Negara harus mempertimbangkan kemungkinan yang terjadi jika aborsi aman diperketat. Termasuk kemungkinan jika masyarakat akan memilih aborsi yang tidak aman. Canes-Wrone dan Dorf dalam Jurnal Cornell Law School (2015), pernah meneliti peraturan di beberapa Negara bagian di Amerika Serikat yang membatasi aborsi aman terkait dampaknya pada efek jera. Hasilnya, setiap jenis pembatasan hukum secara signifikan mengurangidampak lanjutan dari aborsi yang akan sangat berpotensi pada keselamatan maternitas dan stigmatisasi pada korban perkosaan.
Pada hari Senin (27/8), Hakim di tingkat banding di Pengadilan Tinggi Jambi memutuskan bahwa aborsi tersebut dilakukan dalam keadaan darurat. Sehingga kemudian dakwaan aborsi dicabut dan WA dinyatakan bebas. Sejak mencuatnya kasus ini, berbagai elemen masyarakat sipil terus menyuarakan tuntutan untuk membebaskan WA. Ketua Pengurus Nasional Perkumpulan Keluarga Berencana Indonesia (PKBI), Sarsanto Wibisono Sarwono seperti yang tertuang dalam peryataan sikap PKBI (23/7) menyerukan bahwa kedudukan perempuan sebagai korban perkosaan haruslah menjadi salah satu pertimbangan untuk tidak diberlakukan pemidanaan. Belum lagi jika korban perkosaan adalah anak di bawah umur.
Kasus WA adalah pil pahit dari Negara untuk warganya dengan melanggengkan efek jera kepada korban kekerasan seksual melalui penghukuman. Korban dan orang tuanya didera ketakutan untuk melaporkan kekerasan seksual yang terjadi maupun memeriksakan kondisi kehamilannya, termasuk mendapatkan akses layanan aborsi aman. Sementara itu, di sisi lain putusan hakim yang tidak berperikemanusiaan dan bias hukum semakin menempatkan perempuan dalam jurang kriminalisasi.

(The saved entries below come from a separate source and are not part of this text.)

PR #147, opened 2018-01-21
Add PriorKnowledgeHandshaker for client and server

bryce-anderson:
They are in change of handling the connection preface and sending and
receiving the initial settings frames.

### DIFF
--- a/http/src/main/scala/org/http4s/blaze/http/http2/PriorKnowledgeHandshaker.scala
+++ b/http/src/main/scala/org/http4s/blaze/http/http2/PriorKnowledgeHandshaker.scala
@@ -1,7 +1,6 @@
 package org.http4s.blaze.http.http2
 
 import java.nio.ByteBuffer
-import java.nio.charset.StandardCharsets
 
 import org.http4s.blaze.http.http2.SettingsDecoder.SettingsFrame
 import org.http4s.blaze.pipeline.{Command, TailStage}
@@ -39,7 +38,7 @@ abstract class PriorKnowledgeHandshaker[T](localSettings: ImmutableHttp2Settings
   }
 
   private[this] def handleSettings(bytes: ByteBuffer): Future[(MutableHttp2Settings, ByteBuffer)] = {
-    sendSettings().flatMap { _ => receiveSettings(bytes) }
+    sendSettings().flatMap { _ => readSettings(bytes) }
   }
 
   private[this] def sendSettings(): Future[Unit] = {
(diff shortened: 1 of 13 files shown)


http/src/main/scala/org/http4s/blaze/http/http2/PriorKnowledgeHandshaker.scala
```diff
@@ -0,0 +1,131 @@
...
+
+  private[this] def sendSettings(): Future[Unit] = {
+    val settingsBuffer = FrameSerializer.mkSettingsFrame(localSettings.toSeq)
+    channelWrite(settingsBuffer)
+  }
+
+  private[this] def receiveSettings(acc: ByteBuffer): Future[(MutableHttp2Settings, ByteBuffer)] = {
+    logger.debug("receiving settings")
+    getFrameSize(acc) match {
+      case -1 =>
```
ChristopherDavenport: This is without a settings frame then? Handles getting information till we finally have one? Not sure I follow this section.

http/src/main/scala/org/http4s/blaze/http/http2/client/ClientSessionImpl.scala
```diff
@@ -0,0 +1,35 @@
...
+
+private final class ClientSessionImpl(
+    tailStage: TailStage[ByteBuffer],
+    localSettings: ImmutableHttp2Settings,
+    remoteSettings: MutableHttp2Settings,
+    flowStrategy: FlowStrategy,
+    parentExecutor: ExecutionContext)
+  extends Http2ClientSession {
+
+  override def dispatch(request: HttpRequest): Future[ReleaseableResponse] = ???
```
ChristopherDavenport: This is for a future PR I assume.

http/src/main/scala/org/http4s/blaze/http/http2/server/ServerPriorKnowledgeHandshaker.scala
```diff
@@ -0,0 +1,71 @@
...
+
+import org.http4s.blaze.http.http2._
+import org.http4s.blaze.pipeline.stages.{BasicTail, OneMessageStage}
+import org.http4s.blaze.pipeline.{Command, LeafBuilder}
+import org.http4s.blaze.util.{BufferTools, Execution, StageTools}
+
+import scala.concurrent.Future
+import scala.util.Failure
+
+// TODO: can we reduce the visibility of this?
```
ChristopherDavenport: Reduce Visibility How? Could Embed Inside an Object of Some Sort.

http/src/test/scala/org/http4s/blaze/http/http2/ProtocolFrame.scala
```diff
@@ -8,7 +8,7 @@ sealed abstract class ProtocolFrame private extends Product with Serializable
 object ProtocolFrame {
   case class GoAway(lastHandleStream: Int, cause: Http2Exception) extends ProtocolFrame
 
-  case class Ping(data: Option[Array[Byte]]) extends ProtocolFrame
+  case class Ping(isAck: Boolean, data: Array[Byte]) extends ProtocolFrame
```
ChristopherDavenport: Cleaner, are Ping and Ack really the same Frame? That seems odd, but the new repr is cleaner.

http/src/test/scala/org/http4s/blaze/http/http2/ServerPriorKnowledgeHandshakerSpec.scala
```diff
@@ -0,0 +1,116 @@
...
+      val head = new MockHeadStage
+      val handshaker = makeHandshaker(localSettings)
+      LeafBuilder(handshaker).base(head)
+
+      val serverSession = handshaker.handshake()
+      head.reads.dequeue().success(bits.getPrefaceBuffer())
+
+      // Consume all the inbound data which may be a prelude and the local settings
+      head.consumeOutboundData()
+      head.consumeOutboundData()
```
ChristopherDavenport: This is called twice for prelude and local settings separately?

http/src/main/scala/org/http4s/blaze/http/http2/PriorKnowledgeHandshaker.scala
bryce-anderson: Correct: if we don't have enough data yet, we read again, concat the data, and try again.

http/src/main/scala/org/http4s/blaze/http/http2/client/ClientSessionImpl.scala
bryce-anderson: Yes, just a stub. Sorry, I'll add a comment to that effect.

http/src/main/scala/org/http4s/blaze/http/http2/server/ServerPriorKnowledgeHandshaker.scala
bryce-anderson: I was thinking of just the package: maybe it doesn't belong in `http` but instead `server` or `http2`. But thinking about it more, I don't think it really matters so long as it doesn't escape the blaze scope: at that point we can be free to change it any time.

http/src/test/scala/org/http4s/blaze/http/http2/ProtocolFrame.scala
bryce-anderson: They are exact mirrors with the exception of the ACK flag, this previously it was actually not a true representation. The 8 bytes are typically a stamp of some sort and may have meaning to the client, for example, to disentangle multiple pings, although the server _should_ send acks in the same order as pings are received.

http/src/test/scala/org/http4s/blaze/http/http2/ServerPriorKnowledgeHandshakerSpec.scala
bryce-anderson: Correct. I'll add a note to make that clear because it does look suspect.

http/src/main/scala/org/http4s/blaze/http/http2/PriorKnowledgeHandshaker.scala
bryce-anderson: I think I wasn't clear: -1 means that there wasn't even enough data for the frame header so a size couldn't be determined. I've changed the result of `getFrameSize` to an `Option[Int]` to better reflect that. Thanks again for pointing that out.

PR #149, opened 2018-01-31
Add Http2Client and the session manager and selectors necessary

bryce-anderson:
Finally, we have a HTTP/2 client. It still needs a battery of
end-to-end tests which are run against a local server.

### DIFF
--- a/http/src/main/scala/org/http4s/blaze/http/ClientSessionManagerImpl.scala
+++ b/http/src/main/scala/org/http4s/blaze/http/ClientSessionManagerImpl.scala
@@ -17,6 +17,9 @@ import scala.util.control.NonFatal
 import scala.util.{Failure, Success}
 
 private object ClientSessionManagerImpl {
+
+  private val LowQualityThreshold = 0.1
+
   case class ConnectionId(scheme: String, authority: String)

RKUHP diharapkan akan menjadi oasis ke depannya yang dapat mengurangi efek jera terhadap hal-hal yang berkaitan dangan seksualitas. Namun hal tersebut rasanya tidak dapat terjadi jika rancangan di dalam draft KUHP baru ini masih mengkriminalisasi perempuan untuk memperoleh akses informasi dan layanan kesehatan reproduksi komprehensif, termasuk aborsi aman.